从墙壁到家具,没有一丝异色,全都是最深邃的黑色,并且多数都带有中二哥特风格的诡异花纹,看起来有着一份十足的阴郁与恐怖。
黑色的窗帘不知是什么材质,隔绝了一切阳光,而整间偌大的双层别墅里,只有他的皮肤和天花板上的嵌入式冷光灯散发的灯光是苍白的色泽。
他就像是一座黑暗的宫殿中……一个躺在黑色王座上的幽灵。
而此时,躺在王座上的他有些困倦——似乎是精神过度紧张带来的后遗症。他揉了揉太阳穴,却无法驱散那种困倦。
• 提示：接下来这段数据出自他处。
PR #1662, opened 2024-10-11
Remove max_past_epochs field from MlsGroupBuilder

kkohbrok:
Fixes the issue raised in #1660.

This PR removes the `max_past_epochs` field from the builder, which is erroneously read instead of the field from the group create config. There was already no way to set it, so removing it only restores the expected behaviour of applications being able to set the `max_past_epochs` via the group create config.

### DIFF
--- a/openmls/src/ciphersuite/hpke.rs
+++ b/openmls/src/ciphersuite/hpke.rs
@@ -68,6 +68,7 @@ impl From<CryptoError> for Error {
     }
 }
 
+/// Context for HPKE encryption
 #[derive(Debug, Clone, TlsSerialize, TlsDeserialize, TlsDeserializeBytes, TlsSize)]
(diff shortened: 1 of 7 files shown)


franziskuskiefer:
This should be covered in #1661. Do you not like the solution there?

kkohbrok:
Sorry, I should really have commented in #1661.

The solution in #1661 is to set the `max_past_epochs` value in the builder to the value in the config, which is then used during group creation. However, we can just remove that middle-variable and use the variable in the config during group creation. The middle variable (i.e. the one in the builder) isn't really used anywhere else and (as pointed out in #1660) is never even set.

keks:
I think this can be closed, since I included in in #1661.

kkohbrok:
Closing, because this was included in #1661.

电视上的新闻里在又一次重复对那架失踪的飞机给出的最终结论——那个谁都已经预料到了的结论。索然无味的新闻令他更为困倦,于是接下来,他就瘫倒在沙发上,昏睡了过去。
然而在闭眼前,他感到了一丝不安。
他似乎听到了一声若有若无的笑声。
当他被迫醒来时,眼前是一片漆黑,而右眼中似乎有什么在疯狂的冲撞着,仿佛是一只被囚的野兽,想要挣脱脆弱的牢笼。
啊……哦。
他的第一反应是窜起来就拍电灯开关,但是屋里却依旧是黑暗的令人头晕。
又按了几次,却依旧没有反应,于是他终于意识到——停电了。
唔……他默默地虚起了眼。这到底是单纯的人品作祟呢……还是……
再度增强的冲撞感迅速打断了他的纠结,此刻他的感觉简直就像是眼睛里有一台上个世纪的蒸汽活塞机。一把抓住门把手,他就想要开门而出,然而……却没有按动门把。
于是他想起自己锁上了门。
如果要说此刻他脑海中最先跳出的四个字,那大概是——“作茧自缚”。
蛋疼间,他猛然又听到一阵尖笑——一种尖锐,阴森,甚至还自带回声,简直就是恐怖片的经典配音的笑声——不由得嘴角一抽。于是,紧迫感让他没继续用脑中的垃圾话浪费时间,他三步并作两步,迅速的扑向了拉紧的窗帘,一把拉开。
然而迎接他的,是新一轮的失望。
黑夜……已然笼罩了大地。
而在这座城市那糟糕的空气环境下,天上甚至没有一颗星星,同样……也没有月亮。
而看着那一片黑,他竟然诡异的平静了下来。
“呵……”
莫名的,对着那空无一物的黑暗,他发出了一声嘲讽的笑。
接着,他慢慢的转过身,走向屋内,站在了一面黑框的镜子前。
他看到了……一只黑底白瞳的眼睛。
他的右眼。
而他的背后,趴着一道黑色的模糊人影……看不清面孔与身形。
“晚安。”
他不喜欢那句话,也不喜欢那个声音。一点都不喜欢,一直都不喜欢。
但如往常一般,在他试图张口的瞬间,他的意识就已经被剥夺了。
黑暗,取代了视野中的一切。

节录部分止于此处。